Curcumin is the main active ingredient in Turmeric. Turmeric is native to Southeast Asia, but is popular all over the world. Perhaps the most popular in India, where it is one of the main spices in curry powders. Turmeric’s flavor is warm and bitter, and it has a striking yellow color. Over the past few decades, there has been increased interest and research into turmeric’s reputation for healing. Curcumin is the main focus of the research, as it’s the source of many of turmeric’s health properties.
Curcumin is a discreet bioactive compound and is what gives turmeric its bright colour. The first isolation by scientists was around the turn of the 20th century, and its antibacterial properties were first demonstrated in 1949. Subsequent research showed curcumin to have anti-inflammatory, anti-oxidant, and several other beneficial properties.
Benefits of Curcumin
As mentioned there are several beneficial properties of curcumin, but probably the one it is most well known for is its anti-inflammatory properties. Some studies point towards curcumin being among the most effective anti-inflammatory compounds, even when compared to certain anti-inflammatory drugs used for joint pain. This is due in large part to its anti-inflammatory properties. Inflammation can manifest as redness, swelling, and warmth in the affected joints, resulting in joint pain, and joint stiffness. Several studies have shown curcumin to be effective for reducing these inflammation symptoms that can contribute to joint issues. Additional studies show some benefits for balancing insulin, regulating cholesterol and potentially reducing obesity.
How to Use Turmeric
Since turmeric is a root powder, turmeric and by extension curcumin, is not easily absorbed on its own. In order to improve the absorption of turmeric, healthy fats and black pepper are often combined with it. This is why you will see in many dishes, such as curry, that coconut milk and black pepper are added. Another recipe that has been gaining popularity is turmeric tea, or golden milk. The tea is prepared often with coconut milk or other forms of milk, and sometimes black pepper is also included in order to improve absorption.

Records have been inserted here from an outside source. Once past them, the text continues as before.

PR #1683, opened 2021-01-26
Use useIsomorphicLayoutEffect in Provider for consistency

speakingcode:
Provider should use `useIsomorphicLayoutEffect` instead of directly calling `useEffect`, for consistency with `useSelector`

### DIFF
--- a/src/components/Provider.js
+++ b/src/components/Provider.js
@@ -1,7 +1,8 @@
-import React, { useMemo, useEffect } from 'react'
+import React, { useMemo } from 'react'
 import PropTypes from 'prop-types'
 import { ReactReduxContext } from './Context'
 import Subscription from '../utils/Subscription'
+import { useIsomorphicLayoutEffect } from '../utils/useIsomorphicLayoutEffect'
 
 function Provider({ store, context, children }) {
   const contextValue = useMemo(() => {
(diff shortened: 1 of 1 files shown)


timdorr:
This isn't a layout effect, so we don't need to elevate its priority to run before DOM manipulation.

markerikson:
Actually, this is something I wanted us to look at changing.

timdorr:
Okie dokie, we can look at it.

markerikson:
Bit of background for context.

Per https://stackoverflow.com/a/65660253/62937 , I recently debugged someone's project that was using `react-blessed` (a React renderer for CLI output), where the UI stopped updating after the first dispatch.

The real problem was that `react-blessed` was using an old version of `react-reconciler` that happened to have a bug and caused effects to run too early.  However, I also noted that:

-`Provider` is still calling `useEffect` instead of `useIsomorphicLayoutEffect`, which is indeed generally inconsistent with our other components
- There's no way to force use of `useLayoutEffect` when running under Node in cases where you might be using an alternate renderer instead of ReactDOM.

So, I was tossing around the idea of tweaking `Provider` to call `useIsomorphicLayoutEffect`, and also expose a util function from `alternate-renderers` to let users force that that point to `useLayoutEffect` in case that matters to them.

speakingcode:
Indeed that was my project. Took me a while to get around to this. I'm working on the API to force useLayoutEffect at the moment and will try to submit a PR today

For some people it is easier to use a supplement. Many supplements will combine black pepper, or piperine, with the turmeric. This is done to aid in making the turmeric more bioavailable, or easier to absorb.
Who Should Use Curcumin?
There are very few side effects or health risks known to be associated with curcumin. However, in a study that involved participants ingesting extremely high doses of curcumin, some reported diarrhea, headache, nausea, and yellow stool. The Allowable Daily Intake (ADI) value of curcumin has been determined by the European Food Safety Authority to be 0-3 mg per kilogram of body weight, or roughly 0-1.4 mg per pound. When attempting to take higher doses of turmeric, using a supplement can be beneficial.
There are also medications that may not combine well with turmeric, particularly blood thinners or anti-platelet medication. Additional considerations may include: gallstones, bile duct obstruction, stomach ulcers or excess stomach acid. If any of these apply, then it would be best to consult with you healthcare practitioner.